> The input
PR #10488, opened 2021-09-29
Backmerge PR from 4.0 to 4.x

mohit-rocks:
Assuming that:

a = current major release
b = current minor release
c = future major release

* a.x for any features and enhancements (e.g. 4.x)
* a.b for any bug fixes (e.g. 4.0, 4.1, 4.2)
* c.x for any features, enhancements or bug fixes with backward compatibility breaking changes (e.g. 5.x) -->

| Q                                      | A
| -------------------------------------- | ---
| Bug fix? (use the a.b branch)          | Y
| New feature/enhancement? (use the a.x branch)      | N
| Deprecations?                          | N
| BC breaks? (use the c.x branch)        | N
| Automated tests included?              | Y
| Related user documentation PR URL      | N/A
| Related developer documentation PR URL | N/A
| Issue(s) addressed                     | Fixes #... 

#### Steps to test this PR:

1. Load up [this PR](https://mautibox.com)
2.

PR #10537, opened 2021-10-17
Cherry-pick bug fixes from 4.0 into 4.x

dennisameling:
Normally we only do this after the final 4.0.x release (e.g. in https://github.com/mautic/mautic/pull/10488), but two specific commits that are now in the 4.0 branch are needed to proceed with https://github.com/mautic/mautic/pull/10459 and https://github.com/mautic/mautic/pull/10518. This PR cherry-picks those commits into the `4.x` branch.


kuzmany (approved):
👍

> What is expected
The whole of the data is to be copied out word for word.

> Solution
PR #10488, opened 2021-09-29
Backmerge PR from 4.0 to 4.x

mohit-rocks:
Assuming that:

a = current major release
b = current minor release
c = future major release

* a.x for any features and enhancements (e.g. 4.x)
* a.b for any bug fixes (e.g. 4.0, 4.1, 4.2)
* c.x for any features, enhancements or bug fixes with backward compatibility breaking changes (e.g. 5.x) -->

| Q                                      | A
| -------------------------------------- | ---
| Bug fix? (use the a.b branch)          | Y
| New feature/enhancement? (use the a.x branch)      | N
| Deprecations?                          | N
| BC breaks? (use the c.x branch)        | N
| Automated tests included?              | Y
| Related user documentation PR URL      | N/A
| Related developer documentation PR URL | N/A
| Issue(s) addressed                     | Fixes #... 

#### Steps to test this PR:

1. Load up [this PR](https://mautibox.com)
2.

PR #10537, opened 2021-10-17
Cherry-pick bug fixes from 4.0 into 4.x

dennisameling:
Normally we only do this after the final 4.0.x release (e.g. in https://github.com/mautic/mautic/pull/10488), but two specific commits that are now in the 4.0 branch are needed to proceed with https://github.com/mautic/mautic/pull/10459 and https://github.com/mautic/mautic/pull/10518. This PR cherry-picks those commits into the `4.x` branch.


kuzmany (approved):
👍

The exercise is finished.